Alito Before Senate Judiciary Committee: Day Three
"Judge Alito, I'm sorry that you've had to go through this. I am sorry that your family has had to sit here and listen to this," said Graham.
Give me a break. I've seen Cub Scout meetings more contentious than the first three days of these hearings, despite them being enough to send Alito's wife, Martha-Ann Bomgardner, fleeing the room in tears at one point yesterday.
No Senator from either party should be apologizing. These hearings are for a position that could last 20 or 30 years and allow one man to exercise enormous influence over the lives of every American and the future of our nation. I'm sorry, but a few tough questions may be in order.
Abortion rights was front and center again on Wednesday with Alito continuing to stay silent on whether or not he still holds the same anti-choice views that he did in 1985. "I don't think it's appropriate for me to speak about issues that could realistically come up" before the courts, he said.
Dick Durbin (D-IL) followed up on Chuck Schumer's (D-NY) continued attempts to get Alito to give a straight answer on Roe v. Wade by hitting him up first thing yesterday morning.
"On two Supreme Court cases, Griswold and Brown now, you have said, just right as we started this hearing, that you believe there is a constitutional basis for this protection and for this right. And yet, when it came to Roe v. Wade, you would not," said Durbin. "Most of us are troubled by this 1985 memo. You said yesterday, you would have an open mind when it came to this issue. I'm sorry to report that your memo seeking a job in the Reagan administration does not evidence an open mind. It evidences a mind that sadly is closed in some areas."
Alito again demurred. "I would approach that question the way I approach every legal issue that I approach as a judge, and that is to approach it with an open mind and to go through the whole judicial process, which is designed, and I believe strongly in it, to achieve good results, to achieve good decision-making."
Ted Kennedy (D-MA) went after Alito primarily on his membership in the ultra-conservative Concerned Alumni of Princeton (CAP) including reading a startling clipping from a 1984 edition of the organization's magazine that commented on AIDS research being done at that time on monkeys and said "Now that the scientists must find humans, or rather homosexuals, to submit themselves to experimental treatment. Perhaps Princeton's Gay Alliance may want to hold an election."
Alito continued to behave as if he had almost no recollection of CAP – a notion that still had Kennedy bristling after the day ended.

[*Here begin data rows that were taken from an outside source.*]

PR #755, opened 2021-06-10
Add new gaming IdPs

brettwp:
Add Epic, Sony, Steam, Twitch, and XBOX identity providers.


site/docs/v1/tech/apis/identity-providers/_identity-provider-login-response-body.adoc
```diff
@@ -79,5 +79,6 @@ include::../_user-response-body.adoc[]
 The access token, this string is an encoded JSON Web Token (JWT). This cookie is written in the response as an HTTP Only session cookie.
 
 [field]#refresh_token# [type]#[String]#::
-The refresh token. This cookie is written in the response as an HTTP only persistent cookie. The cookie expiration is configured in the JWT
-configuration for the application or the global JWT configuration.
+The refresh token. This cookie is written in the response as an HTTP only persistent cookie. The cookie expiration is configured in the JWT configuration for the application or the global JWT configuration.
+
+:clearfix!:
```
brettwp, line 84: What is this?!?!  Well, adoc is so kind as to continue processing this description list item out of the include and continue adding things to the definition that are after the include.  So this:
```
include::docs/v1/tech/apis/identity-providers/_oauth-idp-operations.adoc[]
:idp_display_name!:
:idp_id!:
:idp_login_method:
:idp_lowercase!:
:idp_since!:
:idp_token_or_code!::idp_type!:
```
Gets rendered like this:
Screen Shot 2021-06-10 at 1 19 56 PM

site/docs/v1/tech/apis/identity-providers/_identity-provider-login-request-body.adoc
```diff
@@ -48,9 +48,15 @@ ifeval::["{loginProvider}" == "Facebook"]
...
+[field]#data.code# [type]#[String]# [required]#Required#::
+The Google `code` when not using `token` returned from their login API. This token will be sent to the Google OAuth Token Info API as the `id_token` parameter.  When using `code` you must also supply `redirect_uri`.
+
+[field]#data.redirect_uri# [type]#[String]# [required]#Required#::
+The redirect URI that was provided to the Google Authorization endpoint. This value will be sent to the Token Info API as the `redirect_uri` parameter.
+
 [field]#data.token# [type]#[String]# [required]#Required#::
-The Google id token returned from their login API. This token will be sent to the Google OAuth Token Info API as the `id_token` parameter.
+The Google id token when not using `code` returned from their login API. This token will be sent to the Google OAuth Token Info API as the `id_token` parameter.  When using `token` you do not have to supply `redirect_uri`.
 endif::[]
```
brettwp, line 60: Note that I left all three of these as **Required**, but their required-ness is that you must supply one or the other.  More specifically, you must submit `code` and `redirect_uri` or `token`.  Let me know if there is a better way to make this clear.

mooreds: Hmmm. We should standardize on this. I think in other areas we have done the opposite. Here: https://fusionauth.io/docs/v1/tech/apis/users/

If you search for username or email, they are both marked as optional, then in the text description, it specifies one is required: ` If email is not provided, then the username will be required.`

That's what I'd vote for here. (And we should add this to the DocsDevReadme as well--can you please do that?)

site/docs/v1/tech/apis/identity-providers/_identity-provider-login-response-body.adoc
mooreds: Is `clearfix` an asciidoc primitive? I didn't see it with a brief google.

brettwp: Sorry, `clearfix` is my attempt at a joke.  It doesn't matter what the variable is (it could be `:foobar!:`, `:close_list!`, `:anything!:`, etc) I just need AsciiDoc to end the description list.  Much like we use an `inlcude` for list items like, `debug` for example, so we can make `ifdef` and `ifndef` checks without the list breaking.  Well, here I'm intentionally breaking the list inside the `include::` so the attributes that get undefined just outside the `include::` don't get pulled into the list item.  This way they get processed and undefined.

site/docs/v1/tech/apis/identity-providers/_identity-provider-login-request-body.adoc
brettwp: I did some searching and found that in education they use the term "Conditional" or "Conditionally Required".  Not sure how the `[required]` prefix works in AsciiDoc.  Does it just apply styling?  We could use the color for required and the term "Conditional", `[required]#Conditional#`, that way it would stand out to the user that there is more going on here than just an optional field.  People tend to skim over the plain text and stop on the red and orange text.  Especially, when you're trying to figure out why it's not working.

site/docs/v1/tech/apis/_user-response-body.adoc
```diff
@@ -156,10 +156,12 @@ The list of roles that the User has for this registration.
 [field]#user.registrations``[x]``.timezone# [type]#[String]#::
 The User's preferred timezone for this registration. The string will be in an https://www.iana.org/time-zones[IANA] time zone format.
 
-[field]#user.registrations``[x]``.tokens# [type]#[Map<String,String>]# [since]#Available since 1.1.0#::
+[field]#user.registrations``[x]``.tokens# [type]#[Map<String,String>]# [deprecated]#Deprecated#::
 A map that contains tokens returned from identity providers.
 +
 For example, if this user has authenticated using the Facebook Identity Provider, the Facebook access token will be available in this map, keyed by name `Facebook`. For an OpenID Connect Identity provider, or other generic providers, if a token is stored it will be keyed by the Identity Provider unique Id.
++
+[deprecated]#Removed in version 1.28.0#
```
robotdan, line 164: We should add a link to the "Link API" so we can direct users to the new way to retrieve this token.

site/_layouts/doc.liquid
```diff
@@ -109,15 +109,20 @@
...
+                        <li {% if page.url == "/docs/v1/tech/apis/identity-providers/sonypsn/" %}class="active"{% endif %}><a href="/docs/v1/tech/apis/identity-providers/sonypsn/"><i class="fab fa-fw fa-twitter"></i> Sony PlayStation Network</a></li>
+                        <li {% if page.url == "/docs/v1/tech/apis/identity-providers/steam/" %}class="active"{% endif %}><a href="/docs/v1/tech/apis/identity-providers/steam/"><i class="fab fa-fw fa-twitter"></i> Steam</a></li>
+                        <li {% if page.url == "/docs/v1/tech/apis/identity-providers/twitch/" %}class="active"{% endif %}><a href="/docs/v1/tech/apis/identity-providers/twitch/"><i class="fab fa-fw fa-twitter"></i> Twitch</a></li>
+                        <li {% if page.url == "/docs/v1/tech/apis/identity-providers/twitter/" %}class="active"{% endif %}><a href="/docs/v1/tech/apis/identity-providers/twitter/"><i class="fab fa-fw fa-twitter"></i> Twitter</a></li>
+                        <li {% if page.url == "/docs/v1/tech/apis/identity-providers/xbox/" %}class="active"{% endif %}><a href="/docs/v1/tech/apis/identity-providers/xbox/"><i class="fab fa-fw fa-twitter"></i> XBOX</a></li>
```
robotdan, line 125: Should be `Xbox`

site/docs/src/json/identity-providers/login/google-request.json
```diff
@@ -1,8 +1,9 @@
...
   "data": {
-    "token": "eyJhbGciOiJIUzI1NiIsInR5cCI6IkpXVCJ9.eyJzdWIiOiIxMjM0NTY3ODkwIiwibmFtZSI6IkpvaG4gUS4gR29vZ2xlZSIsImlhdCI6MTUxNjIzOTAyMn0.qapE7hozQns4dyVk8TOz84zbRebv4zJ5XteDGMfq3QQ"
+    "code": "ZSBxGPP9Ghyxd4QzSQeZv_MvIHuy_vBNKRVygPk_cJM",
+    "redirect_uri": "https://login.piedpiper.com/oauth2/callback"
   },
   "identityProviderId": "82339786-3dff-42a6-aac6-1f1ceecb6c46",
   "ipAddress": "192.168.1.42"
-}
\ No newline at end of file
+}
```
robotdan: We should probably show both ways to call this API, when using the popup, the previous version of this file is correct, and then when using a redirect, the new version is correct. So maybe just add a new file and document both methods. 

Assuming Facebook falls into this category as well, so you can double check if we document both examples for that IdP as well.

site/docs/v1/tech/apis/identity-providers/google.adoc
```diff
@@ -11,182 +11,24 @@ description: APIs for creating, retrieving, updating and disabling the Google id
...
-The response for this API contains the User object.
-
-:loginProvider: Google
-include::docs/v1/tech/apis/identity-providers/_identity-provider-login-response-body.adoc[]
-:loginProvider!:
+The Google identity provider type will use the Google OAuth v2.0 login API. It will also provide a `Login with Google` button on FusionAuth’s login page that will direct a user to the Google login page.
+
+This identity provider will call Google’s API to load the user's `email` and `preferred_username` and use those as `email` and `username` to lookup or create a user in FusionAuth depending on the linking strategy configured for this identity provider. Additional claims returned by Google can be used to reconcile the user to FusionAuth by using a Google Reconcile Lambda.
+
+FusionAuth will also store the Google `refresh_token` returned from the Google API in the link between the user and the identity provider. This token can be used by an application to make further requests to Google APIs on behalf of the user.
```
robotdan, line 18: Is this correct? I believe we are currently either storing the `id_token` when using a redirect, or the token returned by Google when using popup which is likely an `id_token` as well.

site/docs/v1/tech/apis/identity-providers/index.adoc
```diff
@@ -9,15 +9,20 @@ description: APIs for creating, retrieving, updating and deleting identity provi
...
-* link:/docs/v1/tech/apis/identity-providers/twitter/[Twitter]
 * link:/docs/v1/tech/apis/identity-providers/openid-connect/[OpenID Connect]
 * link:/docs/v1/tech/apis/identity-providers/samlv2/[SAML v2]
 * link:/docs/v1/tech/apis/identity-providers/samlv2-idp-initiated/[SAML v2 IdP Initiated]
-* link:/docs/v1/tech/apis/identity-providers/external-jwt/[External JWT]
+* link:/docs/v1/tech/apis/identity-providers/sonypsn/[Sony PlayStation Network]
+* link:/docs/v1/tech/apis/identity-providers/steam/[Steam]
+* link:/docs/v1/tech/apis/identity-providers/twitch/[Twitch]
+* link:/docs/v1/tech/apis/identity-providers/twitter/[Twitter]
+* link:/docs/v1/tech/apis/identity-providers/xbox/[XBOX]
```
robotdan, line 25: > Xbox

site/docs/v1/tech/apis/identity-providers/twitch.adoc
```diff
@@ -0,0 +1,34 @@
...
+---
+
+== Overview
+
+[NOTE.since]
+====
+This API has been available since 1.28.0
+====
+
+The Google identity provider type will use the Google OAuth v2.0 login API. It will also provide a `Login with Google` button on FusionAuth’s login page that will direct a user to the Google login page.
```
robotdan, line 14: `Google` -> `Twitch`

site/docs/v1/tech/apis/identity-providers/xbox.adoc
```diff
@@ -0,0 +1,34 @@
+---
+layout: doc
+title: XBOX Identity Provider APIs
```
robotdan, line 3: Use `Xbox` throughout

site/docs/v1/tech/apis/identity-providers/google.adoc
brettwp: You are correct.  They are both `id_tokens`.  I'll update the doc.

site/docs/v1/tech/apis/_user-response-body.adoc
brettwp: I'll need @bguyza's Link API merged first.  Also, I think there are quite a few places that need changing for this, so maybe this should be a separate PR.

site/docs/src/json/identity-providers/login/google-request.json
brettwp: Facebook does fall into this category, but doesn't yet have any documentation.  I update both Google and Facebook with two examples.  I didn't mention popup or redirect because those are really only in the APP.  The API is only concerned with what the user is passing `code` or `token` not how they came by those.  Do you think we should add some messaging for those?

site/docs/v1/tech/apis/identity-providers/twitch.adoc
brettwp: Oops.  Copy-paste error, but it's fixed now.

site/docs/src/json/identity-providers/login/google-request.json
robotdan: The previous version of this file is still a valid use case when using the pop up. 

So at a minimum we need to document both ways to call it, ideally not removing the old example. 

I think it would be valuable to document in the request properties when it makes sense to call with the token vs code.

site/docs/v1/tech/apis/_user-response-body.adoc
robotdan: Sounds good, perhaps we should open a separate issue so we don’t lose it.

brettwp: I moved this to #763.  I made the same deprecation in various places and removed `tokens` from the json where applicable.  It's in draft atm waiting for Brett's Link API to merge.

site/docs/src/json/identity-providers/login/google-request.json
brettwp: I moved the `json` around a bit and created an include `_identity-provider-login-request-example.adoc`.  For Google and Facebook I show two examples one using `code` and `redirect_uri` and one using `token`.  For other IdPs I show the IdPs specific `json`.

robotdan:
Can we merge this one?

brettwp:
Yes we can.

robotdan:
You should have authority to complete the merge. Let me know if you need anything else.

PR #758, opened 2021-06-14
Add vat billing changes faqs

mooreds:


site/license-faq.html
```diff
@@ -437,6 +440,42 @@ <h3 id="24">I need to run my servers airgapped. How does licensing work in this
           </div>
         </div>
       </div>
+      <div class="col-xs-12 col-lg-6">
+        <div class="brochure flat-card">
+          <div class="content">
+            <h3 id="25">Can you add a VAT number to our invoices?</h3>
```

"He can remember all 67 [legal] dissents ... in great details," said Kennedy last night. "But he can't remember anything about this organization."
But before that, Kennedy and Judiciary Committee Chairman Arlen Specter (R-PA) got into it over Kennedy's request to subpoena records at the Library of Congress that might shed light on Alito's membership in the group.
"If I'm going to be denied that, I'd want to give notice to the chair that you're going to hear it again and again and again and we're going to have votes of this committee again and again and again until we have a resolution," said the Massachusetts Democrat.
This angered Specter, who said "I'm not concerned about your threats to have votes again, again and again. And I'm the chairman of this committee. ... And I'm not going to have you run this committee."
(You can view a clip of that entire interaction at Crooks and Liars and see why we love Ted Kennedy so damn much.)
Overall it was another day of questions about abortion, CAP and Alito's Vanguard investments, with very little in the way of substantive response.
"Just because there are words in response, doesn't mean the questions are answered," Senator Schumer said to Alito.